Partial phase diagram of aqueous bovine carbonic anhydrase: analyses of the pressure-dependent temperatures of the low- to physiological-temperature nondenaturational conformational change and of unfolding to the molten globule state

At 1.0 atm pressure and in 150 mM sodium phosphate (pH = 7.0), bovine carbonic anhydrase undergoes a nondenaturational conformational change at 30.3 degrees C and an unfolding transition from the physiological conformer to the molten globule state at 67.4 degrees C. The pressure dependences of the temperatures of these transitions have been studied under reversible conditions for the purpose of understanding DeltaH degrees , DeltaS degrees , and DeltaV for each conformational change. Temperatures for the low-temperature to physiological-temperature conformational change T(L-->P) are obtained from physiologically relevant conditions using slow-scan-rate differential scanning calorimetry. Temperatures for the physiological-temperature conformation to molten globule state conversion T(P-->MG) are obtained from differential scanning calorimetry measurements of the apparent transition temperature in the presence of guanidine hydrochloride extrapolated to zero molar denaturant.
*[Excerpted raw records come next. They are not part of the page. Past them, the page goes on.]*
PR #352, opened 2022-08-03
Use Go 1.19 / Remove deprecated API usage

sywhang:
Go 1.19 is out. Let's use it in the CI.

Also, this updates staticcheck version and removes deprecated API usage.


abhinav (approved):
probably gotta run gofmt

Issue #356, opened 2022-09-12
Ability to check if the error belongs to dig


AnatolyRugalev:
**Is your feature request related to a problem? Please describe.**
During our application initialization I want to distinguish errors that my constructors throw from DI graph issues. I need to know this to provide different explanations to the developer. Also, I don't want to show the whole DI graph when the error is trivial (e.g. env var is not set).

**Describe the solution you'd like**
I would like to see a function like `dig.DigError(err)` or `dig.CausedByConstructor(err)` (ugly)

**Describe alternatives you've considered**
An API like go errors would also work here: `dig.IsError`, `dig.AsError` etc. It would be tricky to test against a number of dig errors though, so this seems suboptimal to me

**Is this a breaking change?**
No, it's a new public method

abhinav:
@AnatolyRugalev thanks for the request. 
I think some way of distinguishing dig errors makes sense.

Meanwhile, is [dig.RootCause](https://pkg.go.dev/go.uber.org/dig#RootCause) an option?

The use of slow-scan-rate differential scanning calorimetry permits the calculation of the activation volume for the conversion of the low-temperature conformer to the physiological-temperature conformer DeltaV(double dagger)(L-->P). At 1.0 atm pressure, the transition from the low-temperature conformer to the physiological-temperature conformer involves a volume change DeltaV(L-->P) = 15 +/- 2 L/mole, which contrasts with the partial unfolding of the physiological-temperature conformer to the molten globule state (DeltaV(P-->MG) = 26 +/- 9 L/mole). The activation volume for this process DeltaV(double dagger)(L-->P) = 51 +/- 9 L/mole and is consistent with a prior thermodynamic analysis that suggests the conformational transition from the low-temperature conformation to the physiological-temperature conformation possesses a substantial unfolding quality. These results provide further evidence the structure of the enzyme obtained from crystals grown below 30 degrees C should not be regarded as the physiological structure (the normal bovine body temperature is 38.3 degrees C). These results should therefore have implications in any area that seeks to correlate the crystal structure of bovine carbonic anhydrase to physiological function.